Around the beginning of the twenty-first century, a new diet plan called the “low-carb diet” became widely popular. This diet is still popular among those working on losing weight. As the name suggests, a low-carb diet is low in carbohydrates and high in proteins and fats. Certain types of low-carb diets have health benefits, such as reducing the risk of cardiovascular disease and type 2 diabetes mellitus. But there are a few side effects of a low-carb diet that you should be aware of before you embark on this diet journey.

Are there any red flags you must see before you switch to a low-carb diet?

With all things good comes a warning alarm for bad. A low-carb diet is no exception. When you minimize the intake of carbohydrates, a prime energy source for the body, various metabolic changes occur. While the upsides of these changes may be weight loss and low blood sugar levels, there are a few downsides too.

What is a low-carb diet?

There is no standard definition for the cut-off of carbohydrates in a low-carb diet. The general understanding is that the daily limit for carbohydrates in a low-carb diet is around 20 to 60 grams. One gram of carbohydrate gives about four calories. Thus, the total calories you get from the macronutrient carbohydrate in such a diet is 80 to 240 calories.

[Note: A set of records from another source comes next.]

PR #1593, opened 2025-09-10
Add new practice exercise: Camicia

FraSanga:
This pull request introduces a new Elixir practice exercise called `Camicia`.

* [Link to the proposal on the forum](https://forum.exercism.org/t/new-exercise-proposal-camicia/19003)
* [Link to the Elixir implementation on the forum](https://forum.exercism.org/t/new-practice-exercise-camicia/19181)

TO-DO:

- [x] Create example.ex
- [x] Add practices & prerequisites in config.json
- [x] Edit difficulty (6?)

### DIFF
--- a/exercises/practice/camicia/test/camicia_test.exs
+++ b/exercises/practice/camicia/test/camicia_test.exs
@@ -3,79 +3,79 @@ defmodule CamiciaTest do
 
   # @tag :pending
   test "two cards, one trick" do
-    playerA = ["2"]
-    playerB = ["3"]
+    player_a = ["2"]
+    player_b = ["3"]
     expected = {:finished, 2, 1}
-    assert Camicia.simulate(playerA, playerB) == expected
+    assert Camicia.simulate(player_a, player_b) == expected
   end
 
   @tag :pending
   test "three cards, one trick" do
-    playerA = ["2", "4"]
-    playerB = ["3"]
+    player_a = ["2", "4"]
+    player_b = ["3"]
     expected = {:finished, 3, 1}
-    assert Camicia.simulate(playerA, playerB) == expected
+    assert Camicia.simulate(player_a, player_b) == expected
   end
 
   @tag :pending
   test "four cards, one trick" do
-    playerA = ["2", "4"]
-    playerB = ["3", "5", "6"]
+    player_a = ["2", "4"]
+    player_b = ["3", "5", "6"]
     expected = {:finished, 4, 1}
-    assert Camicia.simulate(playerA, playerB) == expected
+    assert Camicia.simulate(player_a, player_b) == expected
   end
 
   @tag :pending
   test "the ace reigns supreme" do
-    playerA = ["2", "A"]
-    playerB = ["3", "4", "5", "6", "7"]
+    player_a = ["2", "A"]
+    player_b = ["3", "4", "5", "6", "7"]
     expected = {:finished, 7, 1}
-    assert Camicia.simulate(playerA, playerB) == expected
+    assert Camicia.simulate(player_a, player_b) == expected
   end
 
   @tag :pending
   test "the king beats ace" do
-    playerA = ["2", "A"]
-    playerB = ["3", "4", "5", "6", "K"]
+    player_a = ["2", "A"]
+    player_b = ["3", "4", "5", "6", "K"]
     expected = {:finished, 7, 1}
-    assert Camicia.simulate(playerA, playerB) == expected
+    assert Camicia.simulate(player_a, player_b) == expected
   end
 
   @tag :pending
   test "the queen seduces the king" do
-    playerA = ["2", "A", "7", "8", "Q"]
-    playerB = ["3", "4", "5", "6", "K"]
+    player_a = ["2", "A", "7", "8", "Q"]
+    player_b = ["3", "4", "5", "6", "K"]
     expected = {:finished, 10, 1}
-    assert Camicia.simulate(playerA, playerB) == expected
+    assert Camicia.simulate(player_a, player_b) == expected
   end
 
   @tag :pending
   test "the jack betrays the queen" do
-    playerA = ["2", "A", "7", "8", "Q"]
-    playerB = ["3", "4", "5", "6", "K", "9", "J"]
+    player_a = ["2", "A", "7", "8", "Q"]
+    player_b = ["3", "4", "5", "6", "K", "9", "J"]
     expected = {:finished, 12, 1}
-    assert Camicia.simulate(playerA, playerB) == expected
+    assert Camicia.simulate(player_a, player_b) == expected
   end
 
   @tag :pending
   test "the 10 just wants to put on a show" do
-    playerA = ["2", "A", "7", "8", "Q", "10"]
-    playerB = ["3", "4", "5", "6", "K", "9", "J"]
+    player_a = ["2", "A", "7", "8", "Q", "10"]
+    player_b = ["3", "4", "5", "6", "K", "9", "J"]
     expected = {:finished, 13, 1}
-    assert Camicia.simulate(playerA, playerB) == expected
+    assert Camicia.simulate(player_a, player_b) == expected
   end
 
   @tag :pending
   test "simple loop with decks of 3 cards" do
-    playerA = ["J", "2", "3"]
-    playerB = ["4", "J", "5"]
+    player_a = ["J", "2", "3"]
+    player_b = ["4", "J", "5"]
     expected = {:loop, 8, 3}
-    assert Camicia.simulate(playerA, playerB) == expected
+    assert Camicia.simulate(player_a, player_b) == expected
   end
 
   @tag :pending
   test "the story is starting to get a bit complicated" do
-    playerA = [
+    player_a = [
       "2",
       "6",
       "6",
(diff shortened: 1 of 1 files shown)


neenjaw:
Thanks for starting a PR to add a new exercise.  I have a few questions to know how to evaluate/guide this PR:
- Is there an [exercism forum discussion](https://forum.exercism.org/) that this exercise comes from?
- Is this implemententing an exercise described in [problem specifications](https://github.com/exercism/problem-specifications) that was previously unimplemented for Elixir?
- Does this exercise practice concepts/features not covered in other practice exercises?

Some exercises have a `design.md` file to describe the intention for the exercise ([ex](https://github.com/exercism/elixir/blob/main/exercises/concept/lasagna/.meta/design.md)), perhaps that would be a good addition to this PR or maybe you could add some more detail to this PR description.

Can you give me some more information to know how to help/guide you through this process? Thanks! 💙

FraSanga:
I have created the first draft of the solution.
If anyone would like to take a look, it's there waiting for you.

I also ran test_exercises.sh and everything went smoothly.

> Some exercises have a design.md file to describe the intention for the exercise ([ex](https://github.com/exercism/elixir/blob/main/exercises/concept/lasagna/.meta/design.md))

From what I understand, this file serves to summarise the purpose of the exercise in Elixir. 
I am not an expert in this language, so I would not be able to write something that is correct from a purely theoretical point of view.

My aim, as I wrote in the proposal, is to bring as many users as possible into the world of research; even just sparking someone's curiosity would be good.

I think that until you confirm the solution, there's not much point in writing the rest.

angelikatyborska:
> Some exercises have a design.md file to describe the intention for the exercise ([ex](https://github.com/exercism/elixir/blob/main/exercises/concept/lasagna/.meta/design.md)), perhaps that would be a good addition to this PR or maybe you could add some more detail to this PR description.

IMO `design.md` files are only necessary for concept exercises. Practice exercises don't need to have a purpose other than "write more Elixir code" 🙂 

> I think that until you confirm the solution, there's not much point in writing the rest.

TBH, I never care that much about the specific solution to a new practice exercise. It only exists to prove that an exercise can be solved at all, but it's not shown to students and it doesn't have to be perfect.

The test suite and deciding which concepts must be known before attempting to solve the exercise (prerequisites) are much more important.

I'll take a look at this PR's changes now.

FraSanga:
> The test suite and deciding which concepts must be known before attempting to solve the exercise (prerequisites) are much more important.

I agree. I think the prerequisites are very important. While completing the Elixir track, I would occasionally peek at the graph to see which dots were coloured in after downloading the exercise locally.

> I'll take a look at this PR's changes now.

If you have any questions or requests, I am available immediately for the next two hours or so.

exercises/practice/camicia/test/camicia_test.exs
```diff
@@ -0,0 +1,1432 @@
...
+  @tag :pending
+  test "the king beats ace" do
+    playerA = ["2", "A"]
+    playerB = ["3", "4", "5", "6", "K"]
+    expected = {:finished, 7, 1}
+    assert Camicia.simulate(playerA, playerB) == expected
+  end
+
+  @tag :pending
+  test "jack beats king" do
```
angelikatyborska, line 45: For easier maintenance, the test names should be identical to those in problem specs (https://github.com/exercism/problem-specifications/blob/main/exercises/camicia/canonical-data.json#L74-L87)

```suggestion
  test "the queen seduces the king" do
```

exercises/practice/camicia/test/camicia_test.exs
```diff
@@ -0,0 +1,1432 @@
...
+      "4",
+      "6"
+    ]
+
+    expected = {:finished, 327, 42}
+    assert Camicia.simulate(playerA, playerB) == expected
+  end
+
+  @tag :pending
+  test "Kebler 1999" do
```
angelikatyborska, line 858: This is the test name in problem specs:
```suggestion
  test "Kleber 1999" do
```

exercises/practice/camicia/lib/camicia.ex
```diff
@@ -0,0 +1,23 @@
...
+    ## Examples
+
+      iex> Camicia.simulate(["2"], ["3"])
+      {:finished, 2, 1}
+
+      iex> Camicia.simulate(["J", "2", "3"], ["4", "J", "5"])
+      {:loop, 8, 3}
+  """
+
+  @spec simulate(list, list) :: {:finished | :loop, non_neg_integer(), non_neg_integer()}
```
angelikatyborska, line 20: We could be a bit more specific:
```suggestion
  @spec simulate(list(String.t()), list(String.t()) :: {:finished | :loop, non_neg_integer(), non_neg_integer()}
```

exercises/practice/camicia/.meta/example.ex
```diff
@@ -0,0 +1,140 @@
...
+  end
+
+  defp round(player, opponent, cards, tricks, current_player),
+    do: do_round(player, opponent, cards, tricks, :number, [], current_player)
+
+  defp do_round([], opponent, cards, tricks, _type, central_pile, current_player) do
+    {opponent ++ Enum.reverse(central_pile), [], cards, tricks + 1, change_player(current_player)}
+  end
+
+  defp do_round([card | rest], opponent, cards, tricks, :number, central_pile, current_player) do
```
angelikatyborska, line 60: As I wrote already, we don't really care that much about how an example solution looks like :) but I feel like I should warn you just for you that writing functions that accept more than 2-3 arguments will get you in trouble, in any language. It is not really possible to keep in your working memory that many arguments at once - which one is at which position and what they meant. Thus such code is pretty hard to read with understanding.

In Elixir, I would recommend replacing a long list of arguments with a single map or struct argument, for the benefit of having named keys.

exercises/practice/camicia/.meta/example.ex
```diff
@@ -0,0 +1,140 @@
...
+          rest,
+          opponent,
+          cards + 1,
+          tricks,
+          {:payment, count - 1},
+          [card | central_pile],
+          current_player
+        )
+
+      payment_card when payment_card in ["J", "Q", "K", "A"] ->
```
angelikatyborska, line 114: You repeat the definition of payment cards three times in your solution - maybe it's worth putting them in a module attribute?

exercises/practice/camicia/.meta/example.ex
```diff
@@ -0,0 +1,140 @@
...
+        count = Map.get(@counts, payment_card)
```
angelikatyborska, line 115: I'm not sure if "count" and "counts" is a good name here. It doesn't really describe what's happening at all - "making a payment". Maybe some more specific phrase like "price" or "payment amount" or "card to pay"
or "payment card value" would make the code clearer? I'm not very familiar with this game so I don't know the proper terminology.

config.json
```diff
@@ -2371,6 +2371,28 @@
...
       },
+      {
+        "slug": "camicia",
+        "name": "Camicia",
+        "uuid": "61976949-e1a6-4494-9ca0-d6d771e2e8e8",
+        "practices": [
+          "lists",
+          "mapsets",
+          "tail-call-recursion"
+        ],
```
angelikatyborska, line 2382: That's too many things that this exercise claims to be good at practicing. I still have to think about it, but I would either go with recursion, tail-call-recursion, mapsets, or nothing.

It's too complex to practice something as simple as lists.

For practicing recursion or tail-call-recursion, there's always the problem of choosing one of those because often either of them works.

If an exercise can be solved in too many different ways (which complex exercises often do), it's better to not claim that it practices anything, to avoid confusing people that will naturally come up with a solution that doesn't use a specific concept that we thought it would practice.

angelikatyborska (commented):
I'm leaving a partial review because I ran out of time for right now. I didn't fully understand the solution yet and I didn't review "prerequisites".

exercises/practice/camicia/.meta/example.ex
FraSanga: I wrote the solution on the spot.
I had a working Python script and tried to convert it to Elixir.
I'll fix it now.

config.json
FraSanga: All right, as you wish.

exercises/practice/camicia/lib/camicia.ex
```diff
@@ -0,0 +1,24 @@
...
+      iex> Camicia.simulate(["2"], ["3"])
+      {:finished, 2, 1}
+
+      iex> Camicia.simulate(["J", "2", "3"], ["4", "J", "5"])
+      {:loop, 8, 3}
+  """
+
+  @spec simulate(list(String.t()), list(String.t())) ::
+          {:finished | :loop, non_neg_integer(), non_neg_integer()}
+  def simulate(playerA, playerB) do
```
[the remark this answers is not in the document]
FraSanga: Right.

FraSanga:
🥳 
I swear I didn't forget to change the variables in the tests on purpose 😅🤣

angelikatyborska:
Congrats on your first Elixir exercise 🥳 it's live now, so you can go ahead and publish your own solution if you want to be the first one 😁

FraSanga:
There was no need to even say it, I did it as soon as I saw the notification.  
Thank you again.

Is it different from the keto diet?

The keto diet, or ketogenic diet, is a special sub-type of the low-carb diet. Here the carbohydrates are restricted to below 50 grams, and instead, fat intake is spiked. It causes a metabolic change called nutritional ketosis resulting in the production of ketone bodies. The keto diet is considered an extreme form of a low-carb diet. In the past, the keto diet was used for treating drug-resistant cases of epilepsy.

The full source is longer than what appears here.